MJB, Caucasian, male, 31, tattooist, was admitted in our emergency room (ER) with complaint of prolonged atypical chest pain in August 23-2008 19:30 P.M.
Pathological personal antecedents: carrier of polycystic kidney disease (PKD) and hypertension (using captopril 25mg (3x/day) and hydrochlorothiazide 25mg (1 tablet daily)).
He does not refer syncope, sudden cardiac death (SCD) and heart failure (HF).
Negative familial background for syncope or SCD in firth degree relatives
Physical examination: lucid, BP = 140/100 mmHg, bradycardic (heart rate 40 bpm) regular with hyperphonetic 2nd heart sound A2.

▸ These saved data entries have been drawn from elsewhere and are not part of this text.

PR #2030, opened 2026-03-16
feat: disaggregated prefill-decode inference with multi-replica support

samsja:
## Summary
- Extracted PD disaggregation changes from #2010 into a standalone PR
- Adds disaggregated prefill/decode deployment type where prefill and decode nodes run separately, connected via NIXL for KV cache transfer and a vllm-router for request routing
- Adds vLLM kernel format weight transfer path that converts weights to vLLM's internal format (fused projections, stacked experts, optional FP8 quantization) before NCCL broadcast, avoiding HF checkpoint round-trip
- Adds pause/resume lifecycle to drain in-flight requests before weight updates in disaggregated mode
- Adds multi-replica inference support for both multi-node and disaggregated templates
- Includes install scripts for DeepEP kernels, NIXL, and vllm-router

## Test plan
- [ ] Verify disaggregated deployment config validation with sample TOML
- [ ] Test multi-replica inference with `num_infer_replicas > 1`
- [ ] Validate weight broadcast in both checkpoint and kernel format paths
- [ ] End-to-end test with disaggregated sbatch template on a multi-node cluster

---

> [!NOTE]
> **High Risk**
> High risk because it changes multi-node inference/SLURM orchestration and NCCL weight-broadcast initialization/rank math, which can break distributed launches and live weight updates across many GPUs.
> 
> **Overview**
> Adds a new **disaggregated prefill/decode inference** deployment mode, including config schema (`deployment.type = "disaggregated"`) with prefill/decode node counts and ports, plus auto-configuration for EP/DP sizing and optional `VLLM_USE_DEEP_GEMM` FP8 kernels.
> 
> Extends multi-node RL/inference launch paths to support **multiple inference replicas** and router-based request routing (new `vllm-router` dependency), updating SLURM templates to generate per-replica router URLs, distinct admin URLs that bypass routers, and the role-specific env needed for NIXL/UCX/NVSHMEM-based KV transfer.
> 
> Hardens online weight updates by adding `/pause` and `/resume` endpoints and making `update_weights()` pause/resume all engines around the update, and refactors NCCL broadcast init to use `rank_offset` + `inference_world_size` (+ per-server GPU counts) with updated worker rank computation.
> 
> Includes install scripts for DeepEP kernels, UCX+NIXL-from-source, DeepGEMM, and a patched `vllm-router`, plus new docs and an example `GLM-5-FP8` disaggregated config.
> 
> <sup>Written by [Cursor Bugbot](https://cursor.com/dashboard?tab=bugbot) for commit b7f7bd026da8e68205a5f73dd4542822022a78c9. This will update automatically on new commits. Configure [here](https://cursor.com/dashboard?tab=bugbot).</sup>


src/prime_rl/configs/inference.py
```diff
@@ -298,6 +320,21 @@ def validate_multi_node_requires_slurm(self):
             raise ValueError("Must use SLURM for multi-node deployment.")
         return self
 
+    @model_validator(mode="after")
+    def auto_setup_disaggregated(self):
+        """Auto-configure inference for disaggregated P/D: force TP=1, enable EP."""
+        if self.deployment.type == "disaggregated":
+            self.parallel.tp = 1
```
samsja: lets rather failed here if tp is not 1

src/prime_rl/configs/orchestrator.py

Laboratory: Normal biomarkers and electrolytes.
Normal coronary angiography (unfortunately, the picture was interpreted erroneously as acute coronary syndrome (ACS). Electrophysiological Study (EPS) with Programmed Ventricular Stimulation (PVS) or Programmed Electrical Stimulation (PES) conducted to polymorphic VT that degenerated into VF.
Implanted Implantable Cardioverter Defibrillator (ICD) was indicated following the last guidelines (Class IIb indication) (Priori 2013).